For this exercise, transcribe all of the entries exactly.
BEGIN
PR #40, opened 2016-05-04
Add support for optimizing in-memory PNGs.

tobz:
In keeping with being able to use oxipng as a library, there should be a way to alter an image already in-memory.  This allows end users working with in-memory representations -- say, external web servers providing optimization services -- to easily take advantage of oxipng.


tobz:
So, this adds two new public functions, one to `lib` and one to `PngData`, which both allow being loaded from an existing buffer.

Things I'd love deep thoughts on:
- `[u8]` vs `Vec<u8>`? (still a Rust newbie, can't extol the differences, honestly)
- naming of functions

I still need to write a test for operating in in-memory mode.

shssoichiro:
Thanks for the pull request!

I think this is a great addition, and I think the function naming is fine. As for the `Vec` question, it is generally better for a function to take `&[u8]` as an argument rather than a `Vec<u8>`. There are several reasons why, but you can research Rust's concepts of ownership and borrowing to delve a bit deeper. The function can return a `Vec<u8>` with the new data.

This will also need to bump the minimum Rust version, which I'm fine with doing, since `as_slice` wasn't stable in 1.6.0. You can just change the minimum version from 1.6.0 to 1.7.0 in `.travis.yml` and `README.md`.

shssoichiro:
Actually, we can probably avoid bumping the minimum version by changing `byte_data.as_slice()` to `&byte_data`. These should be equivalent if the

tobz:
Sweet!  Also, you beat me to it: I ended up doing what you described and just switched `&byte_data`, so 1.6 should work. :)

So yeah, with the `[u8]` vs `Vec<u8>`, it seems like returning `[u8]` or `&[u8]` isn't trivially possible anyways? (issues with not implementing `Sized` and lack of lifetime modifier) so I stuck with returning `Vec<u8>`.  I'll switch to at least taking in `&[u8]` for the input.

I also added simple tests for both of the public API methods -- `optimize` and `optimize_from_memory` -- that should serve as a basic guarantee that the main entry points don't change out from under people, and that my changes actually work.

shssoichiro:
Yes, although it's possible to return a `&[u8]`, which can be more performant in some cases, it's usually more effort than it's worth.

src/lib.rs
```diff
@@ -134,21 +134,148 @@ impl Default for Options {
...
+    let file_original_size = data.len() as usize;
+    let mut png = match png::PngData::from_slice(&data, opts.fix_errors) {
+        Ok(x) => x,
+        Err(x) => return Err(x),
+    };
+
+    // Run the optimizer on the decoded PNG.
+    let optimized_output = optimize_png(&mut png, file_original_size, opts);
+
+    if file_original_size <= optimized_output.len() && !opts.force && opts.interlace.is_none() {
```
shssoichiro: This looks like a duplicate of the block at line 151.

shssoichiro:
I left one nit. Everything else looks fine. If you fix that, then I'll merge this after the CI tests complete.

Thanks!

tobz:
Schweet.  Do you prefer I squash the commits, or will you do it at merge time? Or do you even bother squashing commits? :)

shssoichiro:
You can squash if you feel comfortable with it, otherwise it's fine leaving it as is. I don't have a strong preference. :)

I also realize that the duplicate block was actually fine as-is. I thought it would print out the message twice, but `optimize` and `optimize_from_memory` are actually separate functions. It's been one of those days. But it's not bad having that `if` check DRYed out, so there's no need to revert that change.

tobz:
Ah, right on WRT the duplicate block.

All squashed, ready to merge once the tests pass. :D

shssoichiro:
Awesome. Thanks!

tobz:
Wooo!  No problem. :D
END
--- Task response ---
PR #40, opened 2016-05-04
Add support for optimizing in-memory PNGs.

tobz:
In keeping with being able to use oxipng as a library, there should be a way to alter an image already in-memory.  This allows end users working with in-memory representations -- say, external web servers providing optimization services -- to easily take advantage of oxipng.


tobz:
So, this adds two new public functions, one to `lib` and one to `PngData`, which both allow being loaded from an existing buffer.

Things I'd love deep thoughts on:
- `[u8]` vs `Vec<u8>`? (still a Rust newbie, can't extol the differences, honestly)
- naming of functions

I still need to write a test for operating in in-memory mode.

shssoichiro:
Thanks for the pull request!

I think this is a great addition, and I think the function naming is fine. As for the `Vec` question, it is generally better for a function to take `&[u8]` as an argument rather than a `Vec<u8>`. There are several reasons why, but you can research Rust's concepts of ownership and borrowing to delve a bit deeper. The function can return a `Vec<u8>` with the new data.

This will also need to bump the minimum Rust version, which I'm fine with doing, since `as_slice` wasn't stable in 1.6.0. You can just change the minimum version from 1.6.0 to 1.7.0 in `.travis.yml` and `README.md`.

shssoichiro:
Actually, we can probably avoid bumping the minimum version by changing `byte_data.as_slice()` to `&byte_data`. These should be equivalent if the

tobz:
Sweet!  Also, you beat me to it: I ended up doing what you described and just switched `&byte_data`, so 1.6 should work. :)

So yeah, with the `[u8]` vs `Vec<u8>`, it seems like returning `[u8]` or `&[u8]` isn't trivially possible anyways? (issues with not implementing `Sized` and lack of lifetime modifier) so I stuck with returning `Vec<u8>`.  I'll switch to at least taking in `&[u8]` for the input.

I also added simple tests for both of the public API methods -- `optimize` and `optimize_from_memory` -- that should serve as a basic guarantee that the main entry points don't change out from under people, and that my changes actually work.

shssoichiro:
Yes, although it's possible to return a `&[u8]`, which can be more performant in some cases, it's usually more effort than it's worth.

src/lib.rs
```diff
@@ -134,21 +134,148 @@ impl Default for Options {
...
+    let file_original_size = data.len() as usize;
+    let mut png = match png::PngData::from_slice(&data, opts.fix_errors) {
+        Ok(x) => x,
+        Err(x) => return Err(x),
+    };
+
+    // Run the optimizer on the decoded PNG.
+    let optimized_output = optimize_png(&mut png, file_original_size, opts);
+
+    if file_original_size <= optimized_output.len() && !opts.force && opts.interlace.is_none() {
```
shssoichiro: This looks like a duplicate of the block at line 151.

shssoichiro:
I left one nit. Everything else looks fine. If you fix that, then I'll merge this after the CI tests complete.

Thanks!

tobz:
Schweet.  Do you prefer I squash the commits, or will you do it at merge time? Or do you even bother squashing commits? :)

shssoichiro:
You can squash if you feel comfortable with it, otherwise it's fine leaving it as is. I don't have a strong preference. :)

I also realize that the duplicate block was actually fine as-is. I thought it would print out the message twice, but `optimize` and `optimize_from_memory` are actually separate functions. It's been one of those days. But it's not bad having that `if` check DRYed out, so there's no need to revert that change.

tobz:
Ah, right on WRT the duplicate block.

All squashed, ready to merge once the tests pass. :D

shssoichiro:
Awesome. Thanks!

tobz:
Wooo!  No problem. :D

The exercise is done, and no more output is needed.